### Description of the task
The records below are to be retyped in full, without any alteration.

Collected data
PR #179, opened 2022-07-09
Cluster Templates

sean-smith:
## Description

* Pre-Defined Cluster templates for common applications
* All templates are hosted in `/templates` directory on Github

## Demo

https://user-images.githubusercontent.com/5545980/178086496-5946f18d-d99d-4f3f-96a9-263c76815dbc.mov

## Testing

Change the path of the Github URL in [api/PclusterApiHandler.py#210](https://github.com/aws-samples/pcluster-manager/pull/179/files#diff-5424a9a7f7cf5ddc8d3e420f077ac509a3b37f81c8cbf7c9bac5f8695fc9a8e2)

**from**
```bash
https://raw.githubusercontent.com/aws-samples/pcluster-manager/main/{template_path}
```

**to**
```bash
https://raw.githubusercontent.com/sean-smith/pcluster-manager/template/{template_path}
```

### DIFF
--- a/.gitignore
+++ b/.gitignore
@@ -7,3 +7,5 @@ infrastructure/cognitolambda/node_modules
 .DS_Store
 .hugo_build.lock
 public/*
+package.json
+package-lock.json
--- a/app.py
+++ b/app.py
@@ -27,6 +27,7 @@ from api.PclusterApiHandler import (
     ec2_action,
     get_aws_config,
     get_cluster_config,
+    get_cluster_template,
     get_custom_image_config,
     get_dcv_session,
     get_identity,
@@ -93,6 +94,11 @@ def run():
     @authenticated()
     def get_cluster_config_():
         return get_cluster_config()
+
+    @app.route("/manager/get_cluster_template")
+    @authenticated()
+    def get_cluster_template_():
+        return get_cluster_template()
 
     @app.route("/manager/get_custom_image_configuration")
     @authenticated()
--- a/frontend/src/old-pages/Configure/Source.js
+++ b/frontend/src/old-pages/Configure/Source.js
@@ -14,7 +14,7 @@ import React from 'react';
 import { useState, setState, getState, clearState } from '../../store'
 import { loadTemplate } from './util'
 import { findFirst } from '../../util'
-import { GetConfiguration } from '../../model'
+import { GetConfiguration, GetClusterTemplate } from '../../model'
 
 import jsyaml from 'js-yaml';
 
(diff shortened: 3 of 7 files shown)


.gitignore
```diff
@@ -7,3 +7,5 @@ infrastructure/cognitolambda/node_modules
 .DS_Store
 .hugo_build.lock
 public/*
+package.json
+package-lock.json
```
mendaomn, line 11: issue(blocking): Careful, these two cannot be gitignored :)

app.py
```diff
@@ -94,6 +95,11 @@ def ec2_action_():
     def get_cluster_config_():
         return get_cluster_config()
 
+    @app.route("/manager/get_cluster_template")
```
mtfranchetto, line 98: suggestion: cluster templates are plain strings and can probably be inlined in the JS bundle as they add few extra bytes (nothing comparable to third party modules). What I suggest is to remove this extra configuration management and use something like [next-plugin-yaml](https://www.npmjs.com/package/next-plugin-yaml) to inline the templates frontend side. This has several benefits:
- no new route backend side
- no new custom requests frontend side and error management
- no manual transform of yaml -> js: this gets handled automatically by `next-plugin-yaml`
- simplified testing: no need to manually edit URL to fetch template, simply edit the files and see the result in the browser

frontend/src/old-pages/Configure/Source.js
```diff
@@ -181,7 +194,13 @@ function Source() {
               {
                 value: "wizard",
                   label: "Wizard",
-                  description: "Choose this to start a new cluster configuration."
+                  description: <Box margin={{bottom: "xs"}} >
```
mtfranchetto, line 197: Screenshot 2022-07-11 at 11 39 18
issue: I personally find very confusing this kind of UX where I can pick a template from the list but I also have another option called in the same way (Template) beneath it. While this is not a major issue it still needs some UX attention, and can be reworked in different ways:
- rename the Template section: maybe with a less fancy name like "Wizard with existing configuration"?
- rename the new templates feature: presets?
- add another option for our users: Empty wizard / Wizard with preset / Wizard from existing configuration / and so on

@sean-smith what do you think?

mtfranchetto (changes requested):

app.py
sean-smith: I like this approach! I think the only downside is we can't update between releases then right?

frontend/src/old-pages/Configure/Source.js
sean-smith: I think having two Wizard sections might be confusing but I could re-work the template section to be either "Start from an existing template" or "upload your own template" maybe with a toggle UI element, or a setting in the list "Upload a default template". Definitely want some PM eyes on this feature.

app.py
mtfranchetto: Yes, correct, but we can start small by making those files static and then, if we have to for some reasons, write some code to add dynamic imports from cloud. Anyway, I think that if we invest in testing, build times and automated deployments it is going to be much easier to release something thus static files should be ok imho.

### Your solution
PR #179, opened 2022-07-09
Cluster Templates

sean-smith:
## Description

* Pre-Defined Cluster templates for common applications
* All templates are hosted in `/templates` directory on Github

## Demo

https://user-images.githubusercontent.com/5545980/178086496-5946f18d-d99d-4f3f-96a9-263c76815dbc.mov

## Testing

Change the path of the Github URL in [api/PclusterApiHandler.py#210](https://github.com/aws-samples/pcluster-manager/pull/179/files#diff-5424a9a7f7cf5ddc8d3e420f077ac509a3b37f81c8cbf7c9bac5f8695fc9a8e2)

**from**
```bash
https://raw.githubusercontent.com/aws-samples/pcluster-manager/main/{template_path}
```

**to**
```bash
https://raw.githubusercontent.com/sean-smith/pcluster-manager/template/{template_path}
```

### DIFF
--- a/.gitignore
+++ b/.gitignore
@@ -7,3 +7,5 @@ infrastructure/cognitolambda/node_modules
 .DS_Store
 .hugo_build.lock
 public/*
+package.json
+package-lock.json
--- a/app.py
+++ b/app.py
@@ -27,6 +27,7 @@ from api.PclusterApiHandler import (
     ec2_action,
     get_aws_config,
     get_cluster_config,
+    get_cluster_template,
     get_custom_image_config,
     get_dcv_session,
     get_identity,
@@ -93,6 +94,11 @@ def run():
     @authenticated()
     def get_cluster_config_():
         return get_cluster_config()
+
+    @app.route("/manager/get_cluster_template")
+    @authenticated()
+    def get_cluster_template_():
+        return get_cluster_template()
 
     @app.route("/manager/get_custom_image_configuration")
     @authenticated()
--- a/frontend/src/old-pages/Configure/Source.js
+++ b/frontend/src/old-pages/Configure/Source.js
@@ -14,7 +14,7 @@ import React from 'react';
 import { useState, setState, getState, clearState } from '../../store'
 import { loadTemplate } from './util'
 import { findFirst } from '../../util'
-import { GetConfiguration } from '../../model'
+import { GetConfiguration, GetClusterTemplate } from '../../model'
 
 import jsyaml from 'js-yaml';
 
(diff shortened: 3 of 7 files shown)


.gitignore
```diff
@@ -7,3 +7,5 @@ infrastructure/cognitolambda/node_modules
 .DS_Store
 .hugo_build.lock
 public/*
+package.json
+package-lock.json
```
mendaomn, line 11: issue(blocking): Careful, these two cannot be gitignored :)

app.py
```diff
@@ -94,6 +95,11 @@ def ec2_action_():
     def get_cluster_config_():
         return get_cluster_config()
 
+    @app.route("/manager/get_cluster_template")
```
mtfranchetto, line 98: suggestion: cluster templates are plain strings and can probably be inlined in the JS bundle as they add few extra bytes (nothing comparable to third party modules). What I suggest is to remove this extra configuration management and use something like [next-plugin-yaml](https://www.npmjs.com/package/next-plugin-yaml) to inline the templates frontend side. This has several benefits:
- no new route backend side
- no new custom requests frontend side and error management
- no manual transform of yaml -> js: this gets handled automatically by `next-plugin-yaml`
- simplified testing: no need to manually edit URL to fetch template, simply edit the files and see the result in the browser

frontend/src/old-pages/Configure/Source.js
```diff
@@ -181,7 +194,13 @@ function Source() {
               {
                 value: "wizard",
                   label: "Wizard",
-                  description: "Choose this to start a new cluster configuration."
+                  description: <Box margin={{bottom: "xs"}} >
```
mtfranchetto, line 197: Screenshot 2022-07-11 at 11 39 18
issue: I personally find very confusing this kind of UX where I can pick a template from the list but I also have another option called in the same way (Template) beneath it. While this is not a major issue it still needs some UX attention, and can be reworked in different ways:
- rename the Template section: maybe with a less fancy name like "Wizard with existing configuration"?
- rename the new templates feature: presets?
- add another option for our users: Empty wizard / Wizard with preset / Wizard from existing configuration / and so on

@sean-smith what do you think?

mtfranchetto (changes requested):

app.py
sean-smith: I like this approach! I think the only downside is we can't update between releases then right?

frontend/src/old-pages/Configure/Source.js
sean-smith: I think having two Wizard sections might be confusing but I could re-work the template section to be either "Start from an existing template" or "upload your own template" maybe with a toggle UI element, or a setting in the list "Upload a default template". Definitely want some PM eyes on this feature.

app.py
mtfranchetto: Yes, correct, but we can start small by making those files static and then, if we have to for some reasons, write some code to add dynamic imports from cloud. Anyway, I think that if we invest in testing, build times and automated deployments it is going to be much easier to release something thus static files should be ok imho.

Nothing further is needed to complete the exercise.